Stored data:
########################################

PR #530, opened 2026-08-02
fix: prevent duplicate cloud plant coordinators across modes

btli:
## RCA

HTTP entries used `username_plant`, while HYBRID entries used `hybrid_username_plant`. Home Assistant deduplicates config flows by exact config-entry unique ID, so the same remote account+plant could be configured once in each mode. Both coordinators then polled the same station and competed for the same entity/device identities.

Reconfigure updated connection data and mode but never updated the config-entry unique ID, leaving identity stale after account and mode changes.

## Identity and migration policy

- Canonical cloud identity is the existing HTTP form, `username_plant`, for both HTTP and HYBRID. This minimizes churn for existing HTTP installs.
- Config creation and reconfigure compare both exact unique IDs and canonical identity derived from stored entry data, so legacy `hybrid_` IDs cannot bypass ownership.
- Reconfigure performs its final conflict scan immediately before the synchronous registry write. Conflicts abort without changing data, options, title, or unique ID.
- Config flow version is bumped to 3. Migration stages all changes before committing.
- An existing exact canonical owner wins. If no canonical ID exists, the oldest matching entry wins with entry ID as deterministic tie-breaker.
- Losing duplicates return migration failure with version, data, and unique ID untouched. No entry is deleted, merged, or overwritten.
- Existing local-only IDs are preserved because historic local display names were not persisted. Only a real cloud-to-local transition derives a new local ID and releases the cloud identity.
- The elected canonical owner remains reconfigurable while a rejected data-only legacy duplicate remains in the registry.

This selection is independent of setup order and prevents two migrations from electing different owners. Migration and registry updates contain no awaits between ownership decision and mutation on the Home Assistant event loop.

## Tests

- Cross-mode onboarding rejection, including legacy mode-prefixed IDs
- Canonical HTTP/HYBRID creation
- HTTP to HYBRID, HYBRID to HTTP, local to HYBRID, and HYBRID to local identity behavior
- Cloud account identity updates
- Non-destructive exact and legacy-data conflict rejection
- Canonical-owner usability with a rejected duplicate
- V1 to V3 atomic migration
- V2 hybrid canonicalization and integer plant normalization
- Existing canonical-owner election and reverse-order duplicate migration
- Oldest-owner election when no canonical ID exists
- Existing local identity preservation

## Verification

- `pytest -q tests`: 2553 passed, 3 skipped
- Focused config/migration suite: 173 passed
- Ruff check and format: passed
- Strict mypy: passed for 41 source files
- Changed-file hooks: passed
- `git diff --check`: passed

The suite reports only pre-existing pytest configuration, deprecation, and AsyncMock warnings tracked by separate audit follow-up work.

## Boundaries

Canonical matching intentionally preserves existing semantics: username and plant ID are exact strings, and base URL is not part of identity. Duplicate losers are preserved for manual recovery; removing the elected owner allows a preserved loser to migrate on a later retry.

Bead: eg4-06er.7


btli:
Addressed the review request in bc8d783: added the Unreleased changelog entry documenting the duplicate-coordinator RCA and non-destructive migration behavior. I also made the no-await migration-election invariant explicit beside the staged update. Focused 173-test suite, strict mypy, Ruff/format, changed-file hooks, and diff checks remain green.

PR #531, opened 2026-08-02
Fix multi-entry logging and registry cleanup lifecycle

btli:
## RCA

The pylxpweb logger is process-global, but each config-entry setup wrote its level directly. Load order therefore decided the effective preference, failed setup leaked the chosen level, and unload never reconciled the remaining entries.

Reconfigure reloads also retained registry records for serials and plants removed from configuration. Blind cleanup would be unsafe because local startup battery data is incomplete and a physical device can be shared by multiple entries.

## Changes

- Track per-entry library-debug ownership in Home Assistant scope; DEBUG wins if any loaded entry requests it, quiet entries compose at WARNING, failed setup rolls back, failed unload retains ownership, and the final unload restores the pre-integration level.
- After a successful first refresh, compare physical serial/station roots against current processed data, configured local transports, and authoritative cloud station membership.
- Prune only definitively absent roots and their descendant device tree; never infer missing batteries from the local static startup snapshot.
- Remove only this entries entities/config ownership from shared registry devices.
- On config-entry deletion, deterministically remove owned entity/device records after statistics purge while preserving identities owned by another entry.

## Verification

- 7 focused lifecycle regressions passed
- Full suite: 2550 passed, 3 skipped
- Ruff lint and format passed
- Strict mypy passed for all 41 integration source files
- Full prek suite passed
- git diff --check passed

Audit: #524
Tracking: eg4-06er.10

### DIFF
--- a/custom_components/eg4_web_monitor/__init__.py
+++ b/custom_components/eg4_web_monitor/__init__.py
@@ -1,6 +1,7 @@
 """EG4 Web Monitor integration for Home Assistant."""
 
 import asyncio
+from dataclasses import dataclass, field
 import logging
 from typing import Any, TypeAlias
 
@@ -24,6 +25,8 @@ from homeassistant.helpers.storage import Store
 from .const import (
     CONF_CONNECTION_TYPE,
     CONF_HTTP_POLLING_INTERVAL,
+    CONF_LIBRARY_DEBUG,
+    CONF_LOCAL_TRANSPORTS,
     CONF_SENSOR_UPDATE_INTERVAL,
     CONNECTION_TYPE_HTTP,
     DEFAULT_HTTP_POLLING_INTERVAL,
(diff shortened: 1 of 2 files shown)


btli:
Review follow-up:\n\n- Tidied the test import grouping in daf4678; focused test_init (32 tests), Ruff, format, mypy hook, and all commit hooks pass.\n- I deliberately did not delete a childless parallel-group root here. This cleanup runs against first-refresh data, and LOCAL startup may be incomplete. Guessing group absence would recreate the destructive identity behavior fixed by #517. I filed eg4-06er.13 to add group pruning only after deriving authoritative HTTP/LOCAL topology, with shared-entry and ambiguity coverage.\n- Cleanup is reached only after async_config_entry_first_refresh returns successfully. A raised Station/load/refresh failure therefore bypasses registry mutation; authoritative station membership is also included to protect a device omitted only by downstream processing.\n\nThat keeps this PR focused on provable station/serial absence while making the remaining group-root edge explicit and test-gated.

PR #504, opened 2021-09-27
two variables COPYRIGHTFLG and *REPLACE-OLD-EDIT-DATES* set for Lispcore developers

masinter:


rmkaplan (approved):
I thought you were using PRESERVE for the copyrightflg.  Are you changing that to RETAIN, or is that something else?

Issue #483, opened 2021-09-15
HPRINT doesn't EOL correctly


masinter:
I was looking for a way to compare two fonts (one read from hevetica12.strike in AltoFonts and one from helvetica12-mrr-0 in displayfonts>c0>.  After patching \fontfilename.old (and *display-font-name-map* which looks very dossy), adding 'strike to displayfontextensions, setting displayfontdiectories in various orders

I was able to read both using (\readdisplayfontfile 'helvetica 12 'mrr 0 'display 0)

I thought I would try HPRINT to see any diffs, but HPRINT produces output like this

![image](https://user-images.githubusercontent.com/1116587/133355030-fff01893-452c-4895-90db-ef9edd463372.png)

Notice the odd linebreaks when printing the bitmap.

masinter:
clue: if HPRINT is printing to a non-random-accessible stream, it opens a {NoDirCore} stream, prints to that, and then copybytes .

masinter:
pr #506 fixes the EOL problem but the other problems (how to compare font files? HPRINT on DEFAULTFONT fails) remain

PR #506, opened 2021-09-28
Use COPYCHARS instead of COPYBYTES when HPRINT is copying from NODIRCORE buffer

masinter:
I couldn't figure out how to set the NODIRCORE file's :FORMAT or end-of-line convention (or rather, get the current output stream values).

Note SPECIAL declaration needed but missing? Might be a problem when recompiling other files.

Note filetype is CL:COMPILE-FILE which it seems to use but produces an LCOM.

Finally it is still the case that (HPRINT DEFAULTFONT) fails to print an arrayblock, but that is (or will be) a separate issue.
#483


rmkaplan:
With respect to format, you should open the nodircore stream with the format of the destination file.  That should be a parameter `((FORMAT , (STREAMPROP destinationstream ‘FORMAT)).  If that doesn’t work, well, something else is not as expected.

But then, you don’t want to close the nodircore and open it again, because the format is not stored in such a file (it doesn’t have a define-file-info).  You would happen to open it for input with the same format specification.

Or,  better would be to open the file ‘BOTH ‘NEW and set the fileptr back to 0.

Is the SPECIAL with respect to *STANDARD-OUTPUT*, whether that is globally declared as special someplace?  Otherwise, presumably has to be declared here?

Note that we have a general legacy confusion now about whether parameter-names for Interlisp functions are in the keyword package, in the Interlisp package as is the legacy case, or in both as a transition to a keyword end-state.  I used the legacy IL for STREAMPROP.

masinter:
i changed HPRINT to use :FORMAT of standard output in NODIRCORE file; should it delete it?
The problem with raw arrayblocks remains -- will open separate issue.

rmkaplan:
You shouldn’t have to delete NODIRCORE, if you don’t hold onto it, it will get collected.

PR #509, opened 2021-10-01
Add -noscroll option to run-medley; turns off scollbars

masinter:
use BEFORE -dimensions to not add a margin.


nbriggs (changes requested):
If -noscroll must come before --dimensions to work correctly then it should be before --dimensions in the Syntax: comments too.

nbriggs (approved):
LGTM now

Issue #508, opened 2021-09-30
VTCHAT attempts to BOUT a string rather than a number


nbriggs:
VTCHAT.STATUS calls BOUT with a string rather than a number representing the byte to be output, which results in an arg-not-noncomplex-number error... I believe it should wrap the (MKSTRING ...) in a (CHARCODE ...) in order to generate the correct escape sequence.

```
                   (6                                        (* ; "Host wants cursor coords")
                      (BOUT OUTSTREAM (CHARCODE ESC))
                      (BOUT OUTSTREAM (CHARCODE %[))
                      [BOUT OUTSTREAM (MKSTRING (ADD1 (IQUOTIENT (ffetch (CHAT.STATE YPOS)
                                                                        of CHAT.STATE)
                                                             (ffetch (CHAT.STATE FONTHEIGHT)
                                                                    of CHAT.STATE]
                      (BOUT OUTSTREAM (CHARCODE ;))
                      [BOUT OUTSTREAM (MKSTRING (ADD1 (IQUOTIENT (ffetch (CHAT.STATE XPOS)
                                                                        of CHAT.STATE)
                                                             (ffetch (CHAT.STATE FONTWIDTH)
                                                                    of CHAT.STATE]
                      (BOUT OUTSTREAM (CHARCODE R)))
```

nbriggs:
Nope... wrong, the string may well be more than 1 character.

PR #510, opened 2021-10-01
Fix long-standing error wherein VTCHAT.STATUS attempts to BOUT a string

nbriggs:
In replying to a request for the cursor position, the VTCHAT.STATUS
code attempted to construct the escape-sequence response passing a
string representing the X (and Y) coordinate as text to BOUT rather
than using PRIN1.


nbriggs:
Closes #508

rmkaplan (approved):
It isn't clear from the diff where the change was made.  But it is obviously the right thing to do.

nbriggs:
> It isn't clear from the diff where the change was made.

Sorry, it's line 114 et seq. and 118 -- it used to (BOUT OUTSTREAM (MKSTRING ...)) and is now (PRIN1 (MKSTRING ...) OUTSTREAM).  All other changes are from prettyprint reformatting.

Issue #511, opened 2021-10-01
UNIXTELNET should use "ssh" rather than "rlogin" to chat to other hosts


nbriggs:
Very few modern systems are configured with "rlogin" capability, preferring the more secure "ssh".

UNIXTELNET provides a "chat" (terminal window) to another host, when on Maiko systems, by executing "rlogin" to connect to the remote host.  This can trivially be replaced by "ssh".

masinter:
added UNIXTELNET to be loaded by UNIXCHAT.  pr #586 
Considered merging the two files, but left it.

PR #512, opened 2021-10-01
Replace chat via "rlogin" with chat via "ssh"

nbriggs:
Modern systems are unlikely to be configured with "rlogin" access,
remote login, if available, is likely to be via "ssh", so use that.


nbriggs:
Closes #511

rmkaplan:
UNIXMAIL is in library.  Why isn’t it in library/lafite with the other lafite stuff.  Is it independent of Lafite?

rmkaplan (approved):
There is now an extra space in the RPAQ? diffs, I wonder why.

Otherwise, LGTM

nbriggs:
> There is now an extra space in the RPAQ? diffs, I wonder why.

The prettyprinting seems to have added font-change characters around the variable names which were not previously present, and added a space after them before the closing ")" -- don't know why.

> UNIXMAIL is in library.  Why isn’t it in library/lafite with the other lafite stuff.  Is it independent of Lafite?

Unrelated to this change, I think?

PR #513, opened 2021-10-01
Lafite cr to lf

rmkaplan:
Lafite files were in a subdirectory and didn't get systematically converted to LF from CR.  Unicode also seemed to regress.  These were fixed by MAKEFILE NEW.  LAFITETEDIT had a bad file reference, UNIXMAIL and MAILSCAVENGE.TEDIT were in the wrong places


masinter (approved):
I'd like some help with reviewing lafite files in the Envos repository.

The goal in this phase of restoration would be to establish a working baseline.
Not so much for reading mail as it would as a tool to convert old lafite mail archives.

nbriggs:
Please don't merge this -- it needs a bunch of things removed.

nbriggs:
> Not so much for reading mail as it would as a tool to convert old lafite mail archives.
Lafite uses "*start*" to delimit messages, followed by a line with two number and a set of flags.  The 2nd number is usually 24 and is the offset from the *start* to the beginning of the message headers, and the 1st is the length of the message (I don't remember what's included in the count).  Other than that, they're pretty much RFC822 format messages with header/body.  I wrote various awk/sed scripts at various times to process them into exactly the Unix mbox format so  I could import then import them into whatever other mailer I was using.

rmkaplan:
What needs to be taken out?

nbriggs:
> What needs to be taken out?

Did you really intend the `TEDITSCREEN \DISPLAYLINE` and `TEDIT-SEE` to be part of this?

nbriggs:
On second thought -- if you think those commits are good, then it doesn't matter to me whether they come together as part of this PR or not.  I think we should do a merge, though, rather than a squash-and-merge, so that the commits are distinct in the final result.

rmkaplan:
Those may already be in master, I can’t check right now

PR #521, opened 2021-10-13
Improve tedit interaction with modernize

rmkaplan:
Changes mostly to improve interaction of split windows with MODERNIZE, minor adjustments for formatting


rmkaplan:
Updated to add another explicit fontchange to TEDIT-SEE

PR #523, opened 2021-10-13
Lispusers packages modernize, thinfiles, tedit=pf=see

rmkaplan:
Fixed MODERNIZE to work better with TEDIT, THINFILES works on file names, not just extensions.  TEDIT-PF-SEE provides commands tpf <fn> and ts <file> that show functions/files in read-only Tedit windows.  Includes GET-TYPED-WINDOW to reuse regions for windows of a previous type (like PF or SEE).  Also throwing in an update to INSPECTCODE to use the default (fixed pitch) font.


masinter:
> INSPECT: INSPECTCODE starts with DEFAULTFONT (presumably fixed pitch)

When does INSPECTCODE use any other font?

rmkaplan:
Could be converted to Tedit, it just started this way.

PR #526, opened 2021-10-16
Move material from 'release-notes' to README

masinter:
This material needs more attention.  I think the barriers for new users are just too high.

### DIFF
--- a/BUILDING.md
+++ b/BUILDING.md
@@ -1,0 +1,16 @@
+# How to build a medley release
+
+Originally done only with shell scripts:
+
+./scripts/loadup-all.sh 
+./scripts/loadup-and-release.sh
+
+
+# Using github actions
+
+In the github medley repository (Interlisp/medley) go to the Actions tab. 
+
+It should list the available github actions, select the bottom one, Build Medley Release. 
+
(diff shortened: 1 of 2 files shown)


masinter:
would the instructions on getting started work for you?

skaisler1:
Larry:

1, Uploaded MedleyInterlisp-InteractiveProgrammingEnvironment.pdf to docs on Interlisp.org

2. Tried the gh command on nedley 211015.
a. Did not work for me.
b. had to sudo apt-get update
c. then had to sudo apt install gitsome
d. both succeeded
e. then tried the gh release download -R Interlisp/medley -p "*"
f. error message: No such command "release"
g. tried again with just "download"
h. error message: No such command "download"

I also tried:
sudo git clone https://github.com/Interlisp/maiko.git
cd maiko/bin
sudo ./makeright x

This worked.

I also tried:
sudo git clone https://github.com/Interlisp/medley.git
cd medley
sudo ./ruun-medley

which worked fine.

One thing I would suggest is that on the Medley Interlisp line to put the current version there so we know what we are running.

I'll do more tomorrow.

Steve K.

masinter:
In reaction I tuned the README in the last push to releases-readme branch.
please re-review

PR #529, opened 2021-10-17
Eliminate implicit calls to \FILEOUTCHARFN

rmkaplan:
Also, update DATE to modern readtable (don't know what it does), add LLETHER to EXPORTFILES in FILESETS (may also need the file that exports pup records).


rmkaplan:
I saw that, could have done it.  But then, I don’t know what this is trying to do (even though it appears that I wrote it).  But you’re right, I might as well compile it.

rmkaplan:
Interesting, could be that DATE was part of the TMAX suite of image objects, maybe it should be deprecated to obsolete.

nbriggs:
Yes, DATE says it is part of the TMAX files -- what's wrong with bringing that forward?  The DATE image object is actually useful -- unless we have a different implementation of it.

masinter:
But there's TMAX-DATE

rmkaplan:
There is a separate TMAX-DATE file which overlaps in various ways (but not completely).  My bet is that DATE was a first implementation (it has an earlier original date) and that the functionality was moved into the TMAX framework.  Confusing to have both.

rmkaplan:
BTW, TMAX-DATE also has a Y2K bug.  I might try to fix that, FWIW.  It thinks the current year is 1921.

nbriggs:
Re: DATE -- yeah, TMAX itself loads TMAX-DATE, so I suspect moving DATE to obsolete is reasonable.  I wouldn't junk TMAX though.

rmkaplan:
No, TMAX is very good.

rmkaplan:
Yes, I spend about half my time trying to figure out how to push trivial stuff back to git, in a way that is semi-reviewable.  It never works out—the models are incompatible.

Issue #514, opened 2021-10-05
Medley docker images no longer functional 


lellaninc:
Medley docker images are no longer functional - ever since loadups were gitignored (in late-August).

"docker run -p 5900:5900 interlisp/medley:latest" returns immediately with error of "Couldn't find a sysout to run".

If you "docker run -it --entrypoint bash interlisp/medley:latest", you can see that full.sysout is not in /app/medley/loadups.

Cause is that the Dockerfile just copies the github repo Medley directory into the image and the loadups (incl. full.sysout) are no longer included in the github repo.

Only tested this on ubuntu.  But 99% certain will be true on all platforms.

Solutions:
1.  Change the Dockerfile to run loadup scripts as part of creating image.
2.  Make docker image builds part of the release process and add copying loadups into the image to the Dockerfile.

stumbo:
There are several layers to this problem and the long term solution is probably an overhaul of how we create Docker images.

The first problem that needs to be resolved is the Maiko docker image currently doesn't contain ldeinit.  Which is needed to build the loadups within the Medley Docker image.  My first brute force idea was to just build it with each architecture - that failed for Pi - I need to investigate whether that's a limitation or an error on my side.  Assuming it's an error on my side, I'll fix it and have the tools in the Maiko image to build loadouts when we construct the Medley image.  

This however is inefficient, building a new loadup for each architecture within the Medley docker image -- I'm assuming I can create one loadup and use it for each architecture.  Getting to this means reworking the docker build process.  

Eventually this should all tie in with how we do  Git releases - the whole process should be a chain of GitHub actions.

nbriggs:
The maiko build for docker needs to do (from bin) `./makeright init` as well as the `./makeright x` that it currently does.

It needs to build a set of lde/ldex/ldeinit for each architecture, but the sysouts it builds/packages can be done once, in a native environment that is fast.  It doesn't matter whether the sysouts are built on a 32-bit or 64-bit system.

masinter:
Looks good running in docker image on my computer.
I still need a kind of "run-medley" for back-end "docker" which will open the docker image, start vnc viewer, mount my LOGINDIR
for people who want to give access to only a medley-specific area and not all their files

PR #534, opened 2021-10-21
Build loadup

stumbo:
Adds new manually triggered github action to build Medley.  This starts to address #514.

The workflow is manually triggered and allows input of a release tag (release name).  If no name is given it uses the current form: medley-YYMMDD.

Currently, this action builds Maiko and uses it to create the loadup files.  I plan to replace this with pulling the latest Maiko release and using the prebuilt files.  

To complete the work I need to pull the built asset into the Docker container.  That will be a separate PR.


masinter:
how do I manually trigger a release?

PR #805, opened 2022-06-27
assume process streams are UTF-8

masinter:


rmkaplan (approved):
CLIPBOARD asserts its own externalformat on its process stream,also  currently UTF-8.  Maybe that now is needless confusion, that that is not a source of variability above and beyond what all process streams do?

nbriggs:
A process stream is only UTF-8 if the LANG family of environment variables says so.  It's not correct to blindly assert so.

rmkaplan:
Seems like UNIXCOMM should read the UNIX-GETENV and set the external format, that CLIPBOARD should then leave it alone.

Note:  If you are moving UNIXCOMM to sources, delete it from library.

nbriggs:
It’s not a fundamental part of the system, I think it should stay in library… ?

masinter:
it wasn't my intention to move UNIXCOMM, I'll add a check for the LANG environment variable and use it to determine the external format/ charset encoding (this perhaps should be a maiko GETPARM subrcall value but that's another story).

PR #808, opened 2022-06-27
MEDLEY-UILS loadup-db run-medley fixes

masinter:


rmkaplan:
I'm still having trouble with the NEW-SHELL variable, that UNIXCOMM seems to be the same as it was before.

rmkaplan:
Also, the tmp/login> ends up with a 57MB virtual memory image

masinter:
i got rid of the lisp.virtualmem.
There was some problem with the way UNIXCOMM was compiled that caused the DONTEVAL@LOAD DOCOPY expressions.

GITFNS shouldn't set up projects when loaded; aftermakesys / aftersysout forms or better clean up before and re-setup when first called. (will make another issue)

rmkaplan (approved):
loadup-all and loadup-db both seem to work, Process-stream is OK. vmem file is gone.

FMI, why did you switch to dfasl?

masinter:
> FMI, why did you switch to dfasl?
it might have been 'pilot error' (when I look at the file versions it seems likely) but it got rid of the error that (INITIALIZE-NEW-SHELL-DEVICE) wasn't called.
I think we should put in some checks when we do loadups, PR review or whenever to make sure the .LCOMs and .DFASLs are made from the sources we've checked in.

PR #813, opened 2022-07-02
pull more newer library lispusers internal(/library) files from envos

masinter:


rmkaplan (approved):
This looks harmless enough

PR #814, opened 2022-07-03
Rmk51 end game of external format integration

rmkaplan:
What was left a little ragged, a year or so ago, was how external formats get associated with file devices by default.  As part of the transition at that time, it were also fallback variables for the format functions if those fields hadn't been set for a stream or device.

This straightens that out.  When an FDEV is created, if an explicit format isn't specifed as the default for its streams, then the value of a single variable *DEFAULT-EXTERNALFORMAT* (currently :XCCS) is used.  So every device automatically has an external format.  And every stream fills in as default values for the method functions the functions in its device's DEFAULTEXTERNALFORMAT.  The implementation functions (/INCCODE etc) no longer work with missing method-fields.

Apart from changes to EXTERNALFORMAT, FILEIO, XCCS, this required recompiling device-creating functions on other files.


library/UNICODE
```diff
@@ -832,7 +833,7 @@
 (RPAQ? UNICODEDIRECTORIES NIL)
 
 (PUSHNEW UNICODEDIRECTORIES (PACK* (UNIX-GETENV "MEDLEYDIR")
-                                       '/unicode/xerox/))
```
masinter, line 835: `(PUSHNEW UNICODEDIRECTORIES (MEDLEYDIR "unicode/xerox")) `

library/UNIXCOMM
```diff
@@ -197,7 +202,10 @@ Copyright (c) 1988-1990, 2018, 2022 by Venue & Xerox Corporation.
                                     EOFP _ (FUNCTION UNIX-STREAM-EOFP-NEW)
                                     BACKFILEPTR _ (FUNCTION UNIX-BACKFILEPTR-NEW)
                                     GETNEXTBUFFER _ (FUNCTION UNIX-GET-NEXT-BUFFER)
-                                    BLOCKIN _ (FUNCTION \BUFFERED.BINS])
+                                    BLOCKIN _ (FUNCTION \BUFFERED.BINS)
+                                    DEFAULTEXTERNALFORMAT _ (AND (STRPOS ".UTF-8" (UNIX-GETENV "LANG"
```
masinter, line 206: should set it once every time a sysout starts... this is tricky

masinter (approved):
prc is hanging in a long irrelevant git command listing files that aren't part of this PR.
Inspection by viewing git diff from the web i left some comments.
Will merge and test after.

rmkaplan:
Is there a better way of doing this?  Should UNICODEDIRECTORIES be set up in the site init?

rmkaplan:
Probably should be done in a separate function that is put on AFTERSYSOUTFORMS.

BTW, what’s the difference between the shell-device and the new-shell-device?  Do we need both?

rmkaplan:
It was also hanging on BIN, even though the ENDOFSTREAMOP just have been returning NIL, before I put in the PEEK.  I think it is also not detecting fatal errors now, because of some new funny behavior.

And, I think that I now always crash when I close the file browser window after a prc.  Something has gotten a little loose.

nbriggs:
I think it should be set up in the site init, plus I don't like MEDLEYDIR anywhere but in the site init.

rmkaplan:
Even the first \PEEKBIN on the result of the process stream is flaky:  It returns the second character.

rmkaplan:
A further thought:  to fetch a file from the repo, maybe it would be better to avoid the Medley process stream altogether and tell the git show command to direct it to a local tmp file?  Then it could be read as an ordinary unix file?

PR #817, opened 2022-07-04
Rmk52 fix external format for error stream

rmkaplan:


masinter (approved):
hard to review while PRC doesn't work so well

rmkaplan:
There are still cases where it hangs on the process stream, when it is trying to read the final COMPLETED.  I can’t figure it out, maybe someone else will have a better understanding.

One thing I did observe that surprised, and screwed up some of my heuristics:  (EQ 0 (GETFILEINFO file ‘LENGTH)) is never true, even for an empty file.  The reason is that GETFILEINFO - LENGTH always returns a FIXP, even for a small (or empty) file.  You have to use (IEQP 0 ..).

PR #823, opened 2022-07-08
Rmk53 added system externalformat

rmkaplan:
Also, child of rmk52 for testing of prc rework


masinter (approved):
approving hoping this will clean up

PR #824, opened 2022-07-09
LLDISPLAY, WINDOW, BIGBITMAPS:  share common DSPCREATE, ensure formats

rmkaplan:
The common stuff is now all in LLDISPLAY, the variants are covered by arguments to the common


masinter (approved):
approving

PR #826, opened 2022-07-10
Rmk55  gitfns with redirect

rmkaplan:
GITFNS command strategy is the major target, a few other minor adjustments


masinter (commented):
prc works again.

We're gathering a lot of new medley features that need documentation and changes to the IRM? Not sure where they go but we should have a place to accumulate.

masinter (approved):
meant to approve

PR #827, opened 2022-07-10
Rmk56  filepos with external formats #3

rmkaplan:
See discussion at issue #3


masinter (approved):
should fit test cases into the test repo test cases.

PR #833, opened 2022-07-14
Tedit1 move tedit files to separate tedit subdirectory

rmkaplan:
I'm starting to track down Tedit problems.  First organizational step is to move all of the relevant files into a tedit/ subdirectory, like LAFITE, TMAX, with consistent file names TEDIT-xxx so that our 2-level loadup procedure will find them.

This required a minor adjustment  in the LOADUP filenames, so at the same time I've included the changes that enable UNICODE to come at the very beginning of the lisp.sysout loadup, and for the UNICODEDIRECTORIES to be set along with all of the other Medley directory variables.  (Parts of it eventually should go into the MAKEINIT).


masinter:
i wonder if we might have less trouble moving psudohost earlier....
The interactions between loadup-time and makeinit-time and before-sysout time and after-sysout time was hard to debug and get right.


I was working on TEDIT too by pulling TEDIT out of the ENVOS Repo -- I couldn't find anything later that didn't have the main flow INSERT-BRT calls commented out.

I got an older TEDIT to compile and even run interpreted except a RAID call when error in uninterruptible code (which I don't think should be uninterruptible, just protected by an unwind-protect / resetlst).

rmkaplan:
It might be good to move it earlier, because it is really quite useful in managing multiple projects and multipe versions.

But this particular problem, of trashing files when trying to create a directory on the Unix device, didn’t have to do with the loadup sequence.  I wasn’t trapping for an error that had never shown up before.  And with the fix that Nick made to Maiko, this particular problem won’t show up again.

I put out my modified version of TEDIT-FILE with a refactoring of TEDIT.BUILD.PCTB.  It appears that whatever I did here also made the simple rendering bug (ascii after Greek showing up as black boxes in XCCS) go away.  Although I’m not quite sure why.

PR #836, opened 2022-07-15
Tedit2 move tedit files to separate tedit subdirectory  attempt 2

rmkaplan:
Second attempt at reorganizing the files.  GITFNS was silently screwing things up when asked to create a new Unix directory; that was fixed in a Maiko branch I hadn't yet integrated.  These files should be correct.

########################################

■ Goal of the exercise:
All that belongs in the answer is the run of lines above from the line containing "I think it should be" through the line containing "There are still", exactly as written.

■ Reply to the exercise:
I think it should be set up in the site init, plus I don't like MEDLEYDIR anywhere but in the site init.

rmkaplan:
Even the first \PEEKBIN on the result of the process stream is flaky:  It returns the second character.

rmkaplan:
A further thought:  to fetch a file from the repo, maybe it would be better to avoid the Medley process stream altogether and tell the git show command to direct it to a local tmp file?  Then it could be read as an ordinary unix file?

PR #817, opened 2022-07-04
Rmk52 fix external format for error stream

rmkaplan:


masinter (approved):
hard to review while PRC doesn't work so well

rmkaplan:
There are still cases where it hangs on the process stream, when it is trying to read the final COMPLETED.  I can’t figure it out, maybe someone else will have a better understanding.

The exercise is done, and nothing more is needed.